Saturday, November 7, 2009

They Never Learn

"CIT Aerospace, a profitable division of stuggling CIT Group Inc., faces a problem plauging much of the $147 billion airplane-leasing industry: The business model that underpinned it and a handful of rival giants is broken. Their approach, built on short-term debt, was battered by the financial crisis. Turmoil in credit markets has hamstrung most of the biggest lessors, including CIT, [AIG's] International Lease Finance Corp. [ILFC] and Royal Bank of Scotland Group PLC's RBS Aviation Capital. ... The giants' problems are now aggravated by a deliberate mismatch in debt duration that was profitable for many years. ... 'Many big leasing companies had a fundamentally unstable business model that focused on spreads,' says Stephen Hannahs, CEO of Aviation Capital Group. 'They needed constantly to roll over their liabilities, which worked well as long as nothing was wrong with the parent company,' Mr. Hannahs said", my emphasis, Daniel Michaels at the WSJ, 12 October 2009, link: http://online.wsj.com/article/SB125530482036579237.html.
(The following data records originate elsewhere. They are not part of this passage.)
PR #467, opened 2016-04-05
[WIP] 9.0 account

JordiBForgeFlow:
I have started to analyze what needs to migrate the accounting module. It is still WIP, but should be helpful as an assessment of the work to be done.

### DIFF
--- a/addons/account/migrations/9.0.1.1/openupgrade_analysis_work.txt
+++ b/addons/account/migrations/9.0.1.1/openupgrade_analysis_work.txt
@@ -53,37 +53,56 @@ account      / account.analytic.line    / journal_id (many2one)         : DEL re
 account      / account.bank.statement   / account_id (many2one)         : module is now 'point_of_sale' ('account')
 # TODO: Will have to deal with it in the point_of_sale module
 account      / account.bank.statement   / cashbox_end_id (many2one)     : NEW relation: account.bank.statement.cashbox
+# TODO:
 account      / account.bank.statement   / cashbox_start_id (many2one)   : NEW relation: account.bank.statement.cashbox
+# TODO:
 account      / account.bank.statement   / closing_date (datetime)       : DEL 
 account      / account.bank.statement   / closing_details_ids (one2many): DEL relation: account.cashbox.line
 account      / account.bank.statement   / date_done (datetime)          : NEW 
+# TODO: post-migration script. Move from field 'closing_date'
 account      / account.bank.statement   / details_ids (one2many)        : DEL relation: account.cashbox.line
 account      / account.bank.statement   / message_follower_ids (many2many): not a function anymore
 account      / account.bank.statement   / message_follower_ids (many2many): relation is now 'mail.followers' ('res.partner')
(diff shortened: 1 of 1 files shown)


addons/account/migrations/9.0.1.1/openupgrade_analysis_work.txt
```diff
@@ -0,0 +1,935 @@
...
+# TODO: in post-migration, if the active field is False, set it to Trueg
+account      / account.account          / financial_report_ids (many2many): DEL relation: account.financial.report
+account      / account.account          / last_time_entries_checked (datetime): NEW 
+# The code in account module that uses this field is commented... So seems that it has no purpose (and no motivation to build a migration script)
+account      / account.account          / parent_id (many2one)          : DEL relation: account.account
+account      / account.account          / parent_left (integer)         : DEL 
+account      / account.account          / parent_right (integer)        : DEL 
+account      / account.account          / shortcut (char)               : DEL 
+account      / account.account          / tag_ids (many2many)           : NEW relation: account.account.tag
+# NOTHING TO DO: The migration of tags should be provided by the l10n account modules
```
pedrobaeza: Not really. Chart templates are one thing, and the other is the already installed plans. We should provide a generic method that converts parent accounts into tags, and tag leaf accounts with these tags.

JordiBForgeFlow: @pedrobaeza, but the module account now does not add any COA at all, not even the generic. The generic is provided by module l10n_generic_coa.

Now, a generic method that converts parent accounts into tags would be useful for one or more localizations, so I understand the justification for a generic method, that will not be called in the migration of account, but during the migration of the other modules.

pedrobaeza: You haven't understood me, Jordi. It has nothing to do with the generic CoA. I say generic method, not generic CoA. Think again about what I have said, and take into account that we provide a migration path, so we need to smooth the best we can the changes.

JordiBForgeFlow: @pedrobaeza I understand the need for this method, and agree with it. My point was that this method will be called by l10n account migration scripts, so that each time you migrate an account from 8 to 9 the tags are determined and populated, based on thd old hierachy.

pedrobaeza: No, it won't. We need a generic method that makes what I have said in account module. We can't pretend to create a specific method for each l10n_xx module. Even more, Odoo doesn't know (until v9) from which chart template you install from.

JordiBForgeFlow: Oh, ok. I understand now. Thanks for the feedback.

JordiBForgeFlow:
@hbrunn You might be interested in this.. Today we reviewed some parts with @pedrobaeza

hbrunn:
superseded by #488

PR #736, opened 2017-01-13
[FIX] website: Set as updateable website main entry

pedrobaeza:
In Odoo v8, the website main entry is flagged as noupdate=1, and
this causes that changes made in v9 (action and web_icon), are not
updated and thus is hidden in migrated instance.

cc @Tecnativa


pedrobaeza:
Merging optimistically

PR #738, opened 2017-01-17
[FIX] delete the renamed channel rule

hbrunn:
the problem is that this rule won't be touched by the migration because it's noupdate, and it will cause access errors when trying to use mail channels afterwards.
Alternative would be to rename the xmlid to the new one, and clean out the noupdate flag, but I don't see the advantage of this. Manual changes will be gone in any case.

### DIFF
--- a/addons/mail/migrations/9.0.1.0/post-migration.py
+++ b/addons/mail/migrations/9.0.1.0/post-migration.py
@@ -41,8 +41,3 @@ def migrate(cr, version):
         '(mail_message_id, res_partner_id) '
         'select distinct message_id, partner_id from mail_notification '
         'where starred')
-    # with this, the rule and the xmlid will be cleaned up at the end of
-    # the migration
-    cr.execute(
-        'update ir_model_data set noupdate=False where '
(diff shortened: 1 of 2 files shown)


hbrunn:
cf https://github.com/OCA/OCB/blob/8.0/addons/mail/security/mail_security.xml#L6 and https://github.com/OCA/OCB/blob/9.0/addons/mail/security/mail_security.xml#L6

pedrobaeza:
If you are sure Odoo clean the record with this change, then :+1:

hbrunn:
we should see this in the log when travis finishes, works at least locally

pedrobaeza:
OK, cool, another thing I didn't know.

hbrunn:
hmm, doesn't work. Trying again doing the same in pre migration

hbrunn:
...will have to look at this properly some time later. But for the record: You want to delete/deactivate this rule after your migration, otherwise most chat related functions won't work in your migrated database

hbrunn:
superseded by #803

The analysts should have realized what Hannahs said years ago. These leasing companies never made sense. See my 30 September 2009 comments on ILFC: http://skepticaltexascpa.blogspot.com/2009/09/kill-aig-now.html.

1 comment:

Anonymous said...

I remember hearing a presentation by a leading airline credit analyst years ago... talking about capacity cycles and how the government always bailed out the industry... cause it was "vital"...

Trial runs for the bank bailouts.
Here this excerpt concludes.